Stored data
━━━

PR #3600, opened 2019-06-25
Migrating the GetDgraphClient logic into package x

gitlw:
The live loader, increment, and acl sub-commands all share similar options when creating the dgraph client, which include
// --alpha specifies a comma separated list of endpoints to connect to
// --tls_cacert, --tls_cert, --tls_key etc specify the TLS configuration of the connection
// --retries specifies how many times we should retry the connection to each endpoint upon failures
// --user and --password specify the credentials we should use to login with the server

This PR refactors the logic of checking those options into a method in package x, and uses that method in the different sub-commands.

A side effect of this PR is adding the user login feature in the live loader before processing data.

---
This change is [Reviewable](https://reviewable.io/reviews/dgraph-io/dgraph/3600)

### DIFF
--- a/x/x.go
+++ b/x/x.go
@@ -565,6 +565,7 @@ func GetDgraphClient(conf *viper.Viper, login bool) (*dgo.Dgraph, CloseFunc) {
 	Checkf(err, "While loading TLS configuration")
 
 	ds := strings.Split(alphas, ",")
+	var conns []*grpc.ClientConn
 	var clients []api.DgraphClient
 
 	retries := 1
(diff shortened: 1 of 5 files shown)


x/x.go
```diff
@@ -539,3 +546,115 @@ func SpanTimer(span *trace.Span, name string) func() {
...
+func GetPassAndLogin(dg *dgo.Dgraph, opt *CredOpt) (CloseFunc, error) {
+	password := opt.Conf.GetString(opt.PasswordOpt)
+	if len(password) == 0 {
+		var err error
+		password, err = AskUserPassword(opt.Userid, "Current", 1)
+		if err != nil {
+			return nil, err
+		}
+	}
+	ctx, cancel := context.WithTimeout(context.Background(), 10*time.Second)
```
golangcibot: lostcancel: the cancel function is not used on all paths (possible context leak) (from `govet`)

x/x.go
```diff
@@ -539,3 +546,115 @@ func SpanTimer(span *trace.Span, name string) func() {
...
+	if err := dg.Login(ctx, opt.Userid, password); err != nil {
+		return nil, fmt.Errorf("unable to login to the %v account:%v", opt.Userid, err)
```
golangcibot: lostcancel: this return statement may be reached without using the cancel var defined on line 653 (from `govet`)

x/x.go
```diff
@@ -539,3 +546,123 @@ func SpanTimer(span *trace.Span, name string) func() {
...
+		for _, c := range conns {
+			c.Close()
+		}
+	}
+	return dg, closeFunc
+}
+
+type CredOpt struct {
+	Conf        *viper.Viper
+	UserId      string
```
golangcibot: struct field `UserId` should be `UserID` (from `golint`)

━━━

▶ **ACTION ITEM**
Print all of the lines above so that each one matches its original exactly.

▶ **ANSWER**
PR #3600, opened 2019-06-25
Migrating the GetDgraphClient logic into package x

gitlw:
The live loader, increment, and acl sub-commands all share similar options when creating the dgraph client, which include
// --alpha specifies a comma separated list of endpoints to connect to
// --tls_cacert, --tls_cert, --tls_key etc specify the TLS configuration of the connection
// --retries specifies how many times we should retry the connection to each endpoint upon failures
// --user and --password specify the credentials we should use to login with the server

This PR refactors the logic of checking those options into a method in package x, and uses that method in the different sub-commands.

A side effect of this PR is adding the user login feature in the live loader before processing data.

---
This change is [Reviewable](https://reviewable.io/reviews/dgraph-io/dgraph/3600)

### DIFF
--- a/x/x.go
+++ b/x/x.go
@@ -565,6 +565,7 @@ func GetDgraphClient(conf *viper.Viper, login bool) (*dgo.Dgraph, CloseFunc) {
 	Checkf(err, "While loading TLS configuration")
 
 	ds := strings.Split(alphas, ",")
+	var conns []*grpc.ClientConn
 	var clients []api.DgraphClient
 
 	retries := 1
(diff shortened: 1 of 5 files shown)


x/x.go
```diff
@@ -539,3 +546,115 @@ func SpanTimer(span *trace.Span, name string) func() {
...
+func GetPassAndLogin(dg *dgo.Dgraph, opt *CredOpt) (CloseFunc, error) {
+	password := opt.Conf.GetString(opt.PasswordOpt)
+	if len(password) == 0 {
+		var err error
+		password, err = AskUserPassword(opt.Userid, "Current", 1)
+		if err != nil {
+			return nil, err
+		}
+	}
+	ctx, cancel := context.WithTimeout(context.Background(), 10*time.Second)
```
golangcibot: lostcancel: the cancel function is not used on all paths (possible context leak) (from `govet`)

x/x.go
```diff
@@ -539,3 +546,115 @@ func SpanTimer(span *trace.Span, name string) func() {
...
+	if err := dg.Login(ctx, opt.Userid, password); err != nil {
+		return nil, fmt.Errorf("unable to login to the %v account:%v", opt.Userid, err)
```
golangcibot: lostcancel: this return statement may be reached without using the cancel var defined on line 653 (from `govet`)

x/x.go
```diff
@@ -539,3 +546,123 @@ func SpanTimer(span *trace.Span, name string) func() {
...
+		for _, c := range conns {
+			c.Close()
+		}
+	}
+	return dg, closeFunc
+}
+
+type CredOpt struct {
+	Conf        *viper.Viper
+	UserId      string
```
golangcibot: struct field `UserId` should be `UserID` (from `golint`)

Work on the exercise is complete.